Двадцать дней. Все, что меня окружает, непременно производит на меня небывалое впечатление. Я еще ни разу не видела уголка, где царил бы полумрак, безжизненная серость — везде сияние радостного света, что ночью, что днем. И повсюду гирлянды живых цветов, испускающих нежные сладковатые ароматы, и даже здесь, в доме, повсюду снуют маленькие разноцветные и совершенно беззлобные на вид пчелки. Мне сказали, что они не жалят. Смешно, как вообще пчелы могут не жалить.
У меня некоторое время было, правда, смутное подозрение, что в подобной показной нарочитости всего обустройства этого мира есть немалая доля стараний Ищущего, но хорошо, все-таки, что я так и не высказала ему, что хотела, о напрасности столь больших затрат времени и сил. Вот было бы смешно и грустно.
В один прекрасный вечер я увидела нечто, коренным образом перевернувшее мое отношение ко всему в этом мире. Поразившее меня до глубины души.

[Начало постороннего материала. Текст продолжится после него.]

Issue #413, opened 2017-05-13
patch module calls raise Error changes


Linbing:
when using eventlet.monkey_patch(), it's will call patch module raise Error change, linke subprocess.check_output or check_call, when somtthing error happened, it's will raise CalledProcessError(retcode, cmd), and this CalledProcessError maybe change in eventlet.green.subprocess, so, we can not except this error like subprocess.CalledProcessError, instead of, we must except this error eventlet.green.subprocess.CalledProcessError. 

example:

#!/usr/bin/python

import eventlet
import subprocess

eventlet.monkey_patch()

try:
        subprocess.check_output(["xxx"],shell=True)
except eventlet.green.subprocess.CalledProcessError as e:
    print ">> except in eventlet.green.subprocess.CalledProcessError"
except subprocess.CalledProcessError as e:
    print ">> except in subprocess.CalledProcessError "

temoto:
Thank you, the problem is clear.

temoto:
This revealed the ugly side of monkey patching, when original stdlib modules are saved for `eventlet.patcher.original()` function, they are re-imported from scratch, which creates another copy of exception classes in memory.

I'm not sure where things start to get wrong, don't have a good idea how to fix this right now. Stay tuned.

Linbing:
@temoto see pull/414, inject will return new reimport module. so the exception classes will take the same.

Linbing:
CalledProcessError has been set in globals(), and he is from the new import subprocess module, so when after inject. sys.modules.subprocess keep older, that's why  we can't using subprocess.CalledProcessError(sys.modules) to except the error.

temoto:
Yeah I understand what's going on, so far the best solution I can do is to rebind certain names from stdlib to green module. Please, try this patch eac49d80bbdb2245173f46d4cf3e1f19b33f5462

`pip install https://github.com/eventlet/eventlet/archive/eac49d80bbdb2245173f46d4cf3e1f19b33f5462.zip`

Linbing:
@temoto i have modify like your patch before, but it's not resolved.  we can't do that like 

CalledProcessError = subprocess_orig.CalledProcessError
or
CalledProcessError = sys.modules['subprocess'].CalledProcessError

both or that will change CalledProcessError in eventlet.green.subprocess.

so we can't define CalledProcessError in eventlet.green.subprocess

Linbing:
[...]

PR #414, opened 2017-05-14
Issue $413 patcher diverts subprocess exceptions instead of keeping c…

Linbing:
when patch inject, it's will reimport module, this will make copy of class in memory, so make the new reimport module in sys.modules, this will keey the same sys.modules with eventlet.green.module

reset new reimport module in sys.modules.

https://github.com/eventlet/eventlet/issues/413


temoto:
I'm sorry this is not acceptable solution because it makes eventlet contagious: just `import eventlet.green.subprocess` also makes previous and next `import subprocess` green.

Был поздний вечер. В темном небе горели Четыре Звезды, их мягкий разноцветный свет сливался на листве окружающего дом сада в неуловимое серебристое сияние, создававшее неповторимый ореол благодати, словно бы разлитой в воздухе. Там, за окном, царила та самая, сколь детская, столь и неподдельная радость жизни, которую я видела здесь во всем. Только тут я поняла, что Ищущий тут вовсе ни при чем. Подобное невозможно подделать, инсценировать. Таким живут.
В тот самый миг я даже, показалось, почувствовала прохладный легкий аромат дремлющей в ночи листвы, шелестевшей за окном. Жаль, что нельзя было распахнуть окно и вдохнуть его по-настоящему.
После того я стала по-другому относиться к этому миру — более открыто, что ли, допуская его излишний восторг и чего чрезмерную радость куда ближе к сердцу. В какой-то мере меня это и подготовило к событиям сегодняшнего дня. Раскинувшееся надо мной прекрасное бирюзовое небо, легкий ветерок, шум листвы на ветру… все это, несмотря на мое длительное затворничество, теперь представало для меня вполне естественной частью картины бытия. Чуть зеленоватые лучи местного солнца мне боле не покажутся чужими, я уже почти не помню, какими они были дома.